- TASK
Go through the following data and transcribe exactly the stretch of lines from the one holding "-1778,7 +1778,7 @@" to the one holding "const eventInfo = event;", both included.

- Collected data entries
- Opening Delimiter -

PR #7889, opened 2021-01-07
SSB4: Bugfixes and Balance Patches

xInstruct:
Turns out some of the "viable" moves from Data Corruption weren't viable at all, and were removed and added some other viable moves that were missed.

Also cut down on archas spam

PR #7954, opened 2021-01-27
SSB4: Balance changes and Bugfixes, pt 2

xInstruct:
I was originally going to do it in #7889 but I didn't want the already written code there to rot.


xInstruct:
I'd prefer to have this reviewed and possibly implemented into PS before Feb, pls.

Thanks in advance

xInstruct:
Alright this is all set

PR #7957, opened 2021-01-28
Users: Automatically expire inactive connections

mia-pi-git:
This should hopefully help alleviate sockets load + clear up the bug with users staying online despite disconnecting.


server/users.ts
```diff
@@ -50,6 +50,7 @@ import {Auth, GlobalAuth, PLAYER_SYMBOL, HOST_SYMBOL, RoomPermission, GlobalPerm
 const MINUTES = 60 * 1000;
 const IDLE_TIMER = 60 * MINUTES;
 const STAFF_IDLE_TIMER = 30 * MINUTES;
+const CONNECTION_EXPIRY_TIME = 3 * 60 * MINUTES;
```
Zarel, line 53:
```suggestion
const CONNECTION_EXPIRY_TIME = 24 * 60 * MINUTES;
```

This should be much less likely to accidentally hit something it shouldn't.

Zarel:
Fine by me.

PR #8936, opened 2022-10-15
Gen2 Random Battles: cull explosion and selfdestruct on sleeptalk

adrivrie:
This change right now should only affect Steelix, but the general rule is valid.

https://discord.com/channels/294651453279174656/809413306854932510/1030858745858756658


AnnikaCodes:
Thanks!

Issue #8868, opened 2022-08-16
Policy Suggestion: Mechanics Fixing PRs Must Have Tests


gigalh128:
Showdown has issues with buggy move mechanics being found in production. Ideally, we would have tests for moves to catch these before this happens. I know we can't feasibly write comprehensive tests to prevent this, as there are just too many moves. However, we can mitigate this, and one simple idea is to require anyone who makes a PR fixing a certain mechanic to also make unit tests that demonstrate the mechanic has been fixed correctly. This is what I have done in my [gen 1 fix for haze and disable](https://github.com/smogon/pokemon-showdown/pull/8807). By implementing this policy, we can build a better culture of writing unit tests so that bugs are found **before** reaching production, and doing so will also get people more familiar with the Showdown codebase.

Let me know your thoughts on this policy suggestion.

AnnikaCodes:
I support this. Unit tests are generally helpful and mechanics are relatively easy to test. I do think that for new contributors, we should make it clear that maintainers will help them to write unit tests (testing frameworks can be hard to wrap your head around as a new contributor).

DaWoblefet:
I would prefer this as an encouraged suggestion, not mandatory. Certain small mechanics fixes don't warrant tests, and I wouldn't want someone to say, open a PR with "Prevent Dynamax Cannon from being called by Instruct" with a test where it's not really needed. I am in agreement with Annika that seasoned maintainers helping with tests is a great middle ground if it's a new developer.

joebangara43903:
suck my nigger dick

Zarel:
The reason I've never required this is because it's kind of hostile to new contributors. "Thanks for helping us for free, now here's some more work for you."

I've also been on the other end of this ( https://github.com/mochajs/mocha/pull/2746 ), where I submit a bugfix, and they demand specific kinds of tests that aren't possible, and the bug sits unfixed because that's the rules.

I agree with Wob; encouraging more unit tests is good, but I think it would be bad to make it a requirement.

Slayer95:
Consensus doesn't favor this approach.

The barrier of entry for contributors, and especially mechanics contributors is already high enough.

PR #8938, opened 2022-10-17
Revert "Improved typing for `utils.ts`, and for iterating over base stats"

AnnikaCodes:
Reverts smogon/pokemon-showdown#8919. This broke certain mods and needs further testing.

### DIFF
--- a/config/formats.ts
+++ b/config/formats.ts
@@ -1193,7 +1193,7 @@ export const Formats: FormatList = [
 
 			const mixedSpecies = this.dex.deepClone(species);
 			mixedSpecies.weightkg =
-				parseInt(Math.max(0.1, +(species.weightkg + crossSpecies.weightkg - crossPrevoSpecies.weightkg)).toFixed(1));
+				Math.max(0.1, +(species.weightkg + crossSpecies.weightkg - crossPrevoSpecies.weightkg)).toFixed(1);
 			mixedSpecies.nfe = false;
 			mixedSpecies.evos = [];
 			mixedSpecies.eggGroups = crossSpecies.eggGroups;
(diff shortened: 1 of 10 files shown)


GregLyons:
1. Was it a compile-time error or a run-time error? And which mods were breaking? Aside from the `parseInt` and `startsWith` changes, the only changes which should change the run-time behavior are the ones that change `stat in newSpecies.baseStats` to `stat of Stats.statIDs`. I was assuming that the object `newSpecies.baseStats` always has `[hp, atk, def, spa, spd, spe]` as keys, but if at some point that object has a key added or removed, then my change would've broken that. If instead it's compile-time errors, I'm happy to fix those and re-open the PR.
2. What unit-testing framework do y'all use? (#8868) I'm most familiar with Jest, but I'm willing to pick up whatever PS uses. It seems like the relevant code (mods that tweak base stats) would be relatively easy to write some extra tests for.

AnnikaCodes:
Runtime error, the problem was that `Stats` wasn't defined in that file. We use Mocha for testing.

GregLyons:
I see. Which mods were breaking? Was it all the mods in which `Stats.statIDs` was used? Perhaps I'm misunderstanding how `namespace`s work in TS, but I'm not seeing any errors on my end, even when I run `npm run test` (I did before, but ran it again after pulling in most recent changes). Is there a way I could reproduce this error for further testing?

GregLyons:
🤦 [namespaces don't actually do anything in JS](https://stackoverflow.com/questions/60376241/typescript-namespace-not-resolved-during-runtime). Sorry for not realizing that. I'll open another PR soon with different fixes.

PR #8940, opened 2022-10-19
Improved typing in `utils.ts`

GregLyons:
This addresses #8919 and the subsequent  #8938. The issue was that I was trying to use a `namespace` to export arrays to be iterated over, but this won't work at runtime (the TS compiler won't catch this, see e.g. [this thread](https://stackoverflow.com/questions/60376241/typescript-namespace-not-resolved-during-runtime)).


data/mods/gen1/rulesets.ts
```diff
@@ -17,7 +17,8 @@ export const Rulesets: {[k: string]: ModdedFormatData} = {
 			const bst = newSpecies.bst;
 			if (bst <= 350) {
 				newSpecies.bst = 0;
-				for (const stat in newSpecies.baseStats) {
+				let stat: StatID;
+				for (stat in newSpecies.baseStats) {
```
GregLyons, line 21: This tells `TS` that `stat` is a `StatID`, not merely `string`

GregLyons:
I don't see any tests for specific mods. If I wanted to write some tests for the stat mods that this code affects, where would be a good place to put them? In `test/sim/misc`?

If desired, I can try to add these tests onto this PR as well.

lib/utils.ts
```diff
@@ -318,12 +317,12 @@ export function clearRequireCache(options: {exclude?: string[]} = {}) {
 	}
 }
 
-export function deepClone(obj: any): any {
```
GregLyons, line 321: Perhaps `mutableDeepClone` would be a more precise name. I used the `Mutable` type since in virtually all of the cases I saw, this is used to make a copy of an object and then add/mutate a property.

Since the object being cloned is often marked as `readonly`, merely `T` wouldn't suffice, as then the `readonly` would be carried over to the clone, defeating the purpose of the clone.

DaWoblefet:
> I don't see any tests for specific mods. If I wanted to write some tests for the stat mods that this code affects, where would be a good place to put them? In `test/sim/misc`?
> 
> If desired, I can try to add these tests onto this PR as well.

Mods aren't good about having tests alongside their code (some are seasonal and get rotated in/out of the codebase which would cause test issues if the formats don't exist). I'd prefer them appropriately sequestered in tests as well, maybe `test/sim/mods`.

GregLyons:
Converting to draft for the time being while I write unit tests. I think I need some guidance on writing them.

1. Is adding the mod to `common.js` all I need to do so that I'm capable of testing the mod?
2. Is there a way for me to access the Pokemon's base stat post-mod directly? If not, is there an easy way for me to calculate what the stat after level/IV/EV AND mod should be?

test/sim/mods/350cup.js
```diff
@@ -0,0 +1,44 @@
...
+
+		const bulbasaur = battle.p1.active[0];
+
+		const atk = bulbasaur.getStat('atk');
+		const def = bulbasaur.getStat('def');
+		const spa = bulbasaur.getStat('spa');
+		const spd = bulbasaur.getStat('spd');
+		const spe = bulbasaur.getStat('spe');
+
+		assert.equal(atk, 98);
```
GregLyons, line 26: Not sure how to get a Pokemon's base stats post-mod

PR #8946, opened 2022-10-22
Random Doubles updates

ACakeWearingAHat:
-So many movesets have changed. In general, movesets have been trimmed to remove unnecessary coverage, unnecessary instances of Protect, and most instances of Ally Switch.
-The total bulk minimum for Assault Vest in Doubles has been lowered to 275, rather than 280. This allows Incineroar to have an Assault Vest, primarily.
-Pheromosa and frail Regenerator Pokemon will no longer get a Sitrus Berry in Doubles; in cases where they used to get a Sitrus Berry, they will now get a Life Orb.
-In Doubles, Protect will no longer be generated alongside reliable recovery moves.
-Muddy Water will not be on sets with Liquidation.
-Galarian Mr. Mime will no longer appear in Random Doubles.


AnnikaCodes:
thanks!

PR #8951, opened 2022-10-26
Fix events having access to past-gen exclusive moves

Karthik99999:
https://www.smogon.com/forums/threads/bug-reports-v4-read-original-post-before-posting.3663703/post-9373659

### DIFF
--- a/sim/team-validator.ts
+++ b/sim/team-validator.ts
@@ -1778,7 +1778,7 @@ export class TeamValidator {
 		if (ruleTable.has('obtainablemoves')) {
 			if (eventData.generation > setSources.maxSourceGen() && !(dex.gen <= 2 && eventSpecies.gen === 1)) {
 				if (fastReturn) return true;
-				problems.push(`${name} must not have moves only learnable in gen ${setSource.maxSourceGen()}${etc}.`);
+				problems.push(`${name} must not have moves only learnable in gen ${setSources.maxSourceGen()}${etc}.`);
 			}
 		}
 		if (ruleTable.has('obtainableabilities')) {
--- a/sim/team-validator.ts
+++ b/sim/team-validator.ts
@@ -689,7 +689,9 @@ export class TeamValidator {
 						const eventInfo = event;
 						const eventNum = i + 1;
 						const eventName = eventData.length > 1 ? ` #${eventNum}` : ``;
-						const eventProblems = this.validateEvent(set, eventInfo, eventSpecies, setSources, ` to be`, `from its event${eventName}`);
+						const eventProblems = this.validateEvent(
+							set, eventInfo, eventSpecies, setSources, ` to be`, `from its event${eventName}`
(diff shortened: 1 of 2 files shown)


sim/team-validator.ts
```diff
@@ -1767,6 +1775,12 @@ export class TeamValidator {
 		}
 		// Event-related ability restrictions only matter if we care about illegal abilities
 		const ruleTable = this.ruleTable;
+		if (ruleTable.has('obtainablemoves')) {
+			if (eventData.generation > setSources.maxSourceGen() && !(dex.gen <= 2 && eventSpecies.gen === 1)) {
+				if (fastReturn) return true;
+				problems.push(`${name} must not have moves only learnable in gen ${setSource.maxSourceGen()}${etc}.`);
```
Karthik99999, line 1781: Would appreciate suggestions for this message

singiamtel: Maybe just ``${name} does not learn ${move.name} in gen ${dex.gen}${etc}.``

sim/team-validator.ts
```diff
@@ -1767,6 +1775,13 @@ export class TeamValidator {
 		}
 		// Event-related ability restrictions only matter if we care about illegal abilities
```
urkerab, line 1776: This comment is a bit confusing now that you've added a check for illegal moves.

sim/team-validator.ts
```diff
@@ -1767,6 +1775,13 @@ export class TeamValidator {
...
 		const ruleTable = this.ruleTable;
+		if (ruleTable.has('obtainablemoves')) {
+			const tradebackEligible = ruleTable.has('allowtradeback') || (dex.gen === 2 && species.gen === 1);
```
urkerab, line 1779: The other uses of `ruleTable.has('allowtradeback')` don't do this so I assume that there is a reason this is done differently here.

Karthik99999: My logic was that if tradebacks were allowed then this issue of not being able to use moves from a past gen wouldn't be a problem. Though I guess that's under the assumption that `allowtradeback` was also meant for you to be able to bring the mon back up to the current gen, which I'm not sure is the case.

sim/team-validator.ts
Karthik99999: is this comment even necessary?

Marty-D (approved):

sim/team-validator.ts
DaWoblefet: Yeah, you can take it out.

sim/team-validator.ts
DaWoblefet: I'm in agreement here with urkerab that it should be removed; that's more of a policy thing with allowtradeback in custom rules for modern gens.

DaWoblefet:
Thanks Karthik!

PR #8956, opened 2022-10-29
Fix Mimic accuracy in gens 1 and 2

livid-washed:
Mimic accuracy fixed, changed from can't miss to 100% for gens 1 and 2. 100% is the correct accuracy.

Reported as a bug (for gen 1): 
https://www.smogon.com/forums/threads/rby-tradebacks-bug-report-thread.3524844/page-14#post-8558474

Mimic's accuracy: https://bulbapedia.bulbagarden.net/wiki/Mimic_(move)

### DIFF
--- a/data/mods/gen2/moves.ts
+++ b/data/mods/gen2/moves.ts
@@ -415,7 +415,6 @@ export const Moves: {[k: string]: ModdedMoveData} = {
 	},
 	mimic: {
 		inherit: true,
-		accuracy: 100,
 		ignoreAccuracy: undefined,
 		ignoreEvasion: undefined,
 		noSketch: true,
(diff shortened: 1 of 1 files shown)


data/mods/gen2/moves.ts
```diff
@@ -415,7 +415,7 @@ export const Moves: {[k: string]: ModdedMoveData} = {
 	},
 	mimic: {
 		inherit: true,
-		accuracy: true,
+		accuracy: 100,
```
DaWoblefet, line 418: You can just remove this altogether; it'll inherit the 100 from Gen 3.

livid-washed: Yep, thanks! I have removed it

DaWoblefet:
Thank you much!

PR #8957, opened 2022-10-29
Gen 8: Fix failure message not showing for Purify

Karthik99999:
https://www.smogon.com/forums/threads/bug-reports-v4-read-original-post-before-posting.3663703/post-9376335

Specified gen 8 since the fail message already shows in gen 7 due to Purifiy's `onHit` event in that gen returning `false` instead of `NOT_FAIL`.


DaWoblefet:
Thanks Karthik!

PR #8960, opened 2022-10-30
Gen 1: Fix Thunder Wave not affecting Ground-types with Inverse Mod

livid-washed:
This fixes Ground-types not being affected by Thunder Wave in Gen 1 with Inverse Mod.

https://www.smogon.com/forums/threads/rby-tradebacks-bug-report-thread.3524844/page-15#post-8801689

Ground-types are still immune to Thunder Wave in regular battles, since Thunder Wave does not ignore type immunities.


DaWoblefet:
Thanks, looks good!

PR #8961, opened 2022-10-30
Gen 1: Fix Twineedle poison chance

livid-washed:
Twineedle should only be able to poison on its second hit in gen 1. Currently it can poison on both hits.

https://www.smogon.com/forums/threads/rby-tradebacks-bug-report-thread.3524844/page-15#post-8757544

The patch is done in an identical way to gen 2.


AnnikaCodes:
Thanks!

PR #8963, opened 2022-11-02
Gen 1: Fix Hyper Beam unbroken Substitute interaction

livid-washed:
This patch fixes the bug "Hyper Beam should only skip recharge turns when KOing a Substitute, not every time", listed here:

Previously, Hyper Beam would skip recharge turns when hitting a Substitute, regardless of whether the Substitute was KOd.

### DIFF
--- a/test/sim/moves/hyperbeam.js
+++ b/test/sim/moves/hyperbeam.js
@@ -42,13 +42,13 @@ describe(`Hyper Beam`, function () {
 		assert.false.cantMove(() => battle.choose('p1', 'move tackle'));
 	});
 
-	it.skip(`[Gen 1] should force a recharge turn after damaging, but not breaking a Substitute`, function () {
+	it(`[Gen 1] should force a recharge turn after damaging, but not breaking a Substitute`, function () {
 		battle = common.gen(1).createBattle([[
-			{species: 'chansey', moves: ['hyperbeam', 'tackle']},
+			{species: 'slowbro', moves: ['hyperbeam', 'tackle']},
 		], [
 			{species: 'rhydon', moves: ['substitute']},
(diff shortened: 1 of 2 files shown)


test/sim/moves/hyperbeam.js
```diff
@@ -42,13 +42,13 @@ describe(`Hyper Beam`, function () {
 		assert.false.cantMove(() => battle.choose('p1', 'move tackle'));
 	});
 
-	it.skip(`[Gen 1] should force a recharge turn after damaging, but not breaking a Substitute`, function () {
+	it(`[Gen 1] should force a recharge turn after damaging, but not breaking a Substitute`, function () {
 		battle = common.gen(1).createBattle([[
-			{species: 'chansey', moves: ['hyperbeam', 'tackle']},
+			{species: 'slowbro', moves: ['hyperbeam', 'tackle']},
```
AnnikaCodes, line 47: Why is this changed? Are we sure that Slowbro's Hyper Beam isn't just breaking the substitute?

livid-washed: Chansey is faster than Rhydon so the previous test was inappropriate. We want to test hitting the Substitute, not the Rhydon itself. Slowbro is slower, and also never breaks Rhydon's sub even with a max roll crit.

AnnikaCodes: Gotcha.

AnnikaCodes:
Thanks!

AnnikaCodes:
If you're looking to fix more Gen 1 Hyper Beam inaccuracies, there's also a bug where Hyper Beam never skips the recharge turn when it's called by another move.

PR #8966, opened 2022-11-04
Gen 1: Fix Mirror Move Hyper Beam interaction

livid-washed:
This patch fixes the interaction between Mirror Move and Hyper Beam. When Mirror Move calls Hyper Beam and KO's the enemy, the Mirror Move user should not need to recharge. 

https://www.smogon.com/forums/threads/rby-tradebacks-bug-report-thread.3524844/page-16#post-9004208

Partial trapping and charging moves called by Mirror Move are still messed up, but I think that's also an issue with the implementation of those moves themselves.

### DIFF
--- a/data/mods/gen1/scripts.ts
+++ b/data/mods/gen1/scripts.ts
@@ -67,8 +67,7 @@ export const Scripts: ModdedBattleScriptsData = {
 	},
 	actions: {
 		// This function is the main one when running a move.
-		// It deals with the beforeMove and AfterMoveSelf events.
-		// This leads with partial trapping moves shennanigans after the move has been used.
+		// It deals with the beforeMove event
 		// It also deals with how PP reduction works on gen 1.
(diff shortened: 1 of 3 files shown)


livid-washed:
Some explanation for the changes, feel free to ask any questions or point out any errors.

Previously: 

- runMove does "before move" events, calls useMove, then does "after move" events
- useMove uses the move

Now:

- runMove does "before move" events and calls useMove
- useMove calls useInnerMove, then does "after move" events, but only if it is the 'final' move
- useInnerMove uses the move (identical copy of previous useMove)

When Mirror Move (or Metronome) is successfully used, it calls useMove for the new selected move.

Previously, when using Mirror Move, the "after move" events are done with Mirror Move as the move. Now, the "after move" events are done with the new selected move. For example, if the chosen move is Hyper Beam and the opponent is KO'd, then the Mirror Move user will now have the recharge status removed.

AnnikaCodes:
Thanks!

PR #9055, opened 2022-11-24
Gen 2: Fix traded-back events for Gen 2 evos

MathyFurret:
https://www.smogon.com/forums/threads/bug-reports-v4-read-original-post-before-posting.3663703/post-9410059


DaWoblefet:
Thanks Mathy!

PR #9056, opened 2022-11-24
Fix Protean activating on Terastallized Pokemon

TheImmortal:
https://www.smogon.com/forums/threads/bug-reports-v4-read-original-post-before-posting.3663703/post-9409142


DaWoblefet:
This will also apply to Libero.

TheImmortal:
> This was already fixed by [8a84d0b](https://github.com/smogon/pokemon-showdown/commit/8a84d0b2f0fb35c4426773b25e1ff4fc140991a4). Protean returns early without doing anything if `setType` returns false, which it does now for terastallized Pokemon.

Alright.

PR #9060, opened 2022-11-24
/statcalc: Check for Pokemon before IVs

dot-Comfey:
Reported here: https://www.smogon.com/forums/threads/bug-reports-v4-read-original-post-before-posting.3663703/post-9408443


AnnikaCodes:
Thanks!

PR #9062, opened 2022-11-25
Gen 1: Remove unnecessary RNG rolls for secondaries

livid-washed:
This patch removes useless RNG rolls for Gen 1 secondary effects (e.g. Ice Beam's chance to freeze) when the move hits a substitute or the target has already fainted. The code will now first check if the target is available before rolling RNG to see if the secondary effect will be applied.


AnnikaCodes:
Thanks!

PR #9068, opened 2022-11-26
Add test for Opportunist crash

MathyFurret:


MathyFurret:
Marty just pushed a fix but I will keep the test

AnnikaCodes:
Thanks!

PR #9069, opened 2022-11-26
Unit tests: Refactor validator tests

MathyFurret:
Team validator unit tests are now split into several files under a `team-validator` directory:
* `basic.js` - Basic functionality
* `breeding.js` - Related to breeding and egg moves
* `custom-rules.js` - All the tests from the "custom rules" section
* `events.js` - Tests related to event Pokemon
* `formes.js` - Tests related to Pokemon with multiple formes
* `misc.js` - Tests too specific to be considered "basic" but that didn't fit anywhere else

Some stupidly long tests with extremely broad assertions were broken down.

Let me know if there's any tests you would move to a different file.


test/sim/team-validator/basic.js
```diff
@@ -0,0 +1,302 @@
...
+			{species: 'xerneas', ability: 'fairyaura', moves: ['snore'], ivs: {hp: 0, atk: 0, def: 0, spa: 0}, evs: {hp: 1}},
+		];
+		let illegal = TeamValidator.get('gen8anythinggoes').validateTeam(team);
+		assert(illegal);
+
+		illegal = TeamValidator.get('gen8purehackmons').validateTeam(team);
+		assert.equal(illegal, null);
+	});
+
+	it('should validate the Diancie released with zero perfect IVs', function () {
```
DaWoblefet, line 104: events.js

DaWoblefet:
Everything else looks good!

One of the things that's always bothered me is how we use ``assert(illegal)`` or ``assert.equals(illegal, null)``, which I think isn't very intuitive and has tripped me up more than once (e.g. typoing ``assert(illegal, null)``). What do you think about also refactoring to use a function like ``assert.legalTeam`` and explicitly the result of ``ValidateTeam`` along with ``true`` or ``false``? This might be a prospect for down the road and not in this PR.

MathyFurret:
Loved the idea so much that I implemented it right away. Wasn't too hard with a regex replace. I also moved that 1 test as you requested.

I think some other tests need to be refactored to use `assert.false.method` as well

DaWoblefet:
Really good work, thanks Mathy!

- Closing Delimiter -

- ANSWER BELOW
@@ -1778,7 +1778,7 @@ export class TeamValidator {
 		if (ruleTable.has('obtainablemoves')) {
 			if (eventData.generation > setSources.maxSourceGen() && !(dex.gen <= 2 && eventSpecies.gen === 1)) {
 				if (fastReturn) return true;
-				problems.push(`${name} must not have moves only learnable in gen ${setSource.maxSourceGen()}${etc}.`);
+				problems.push(`${name} must not have moves only learnable in gen ${setSources.maxSourceGen()}${etc}.`);
 			}
 		}
 		if (ruleTable.has('obtainableabilities')) {
--- a/sim/team-validator.ts
+++ b/sim/team-validator.ts
@@ -689,7 +689,9 @@ export class TeamValidator {
 						const eventInfo = event;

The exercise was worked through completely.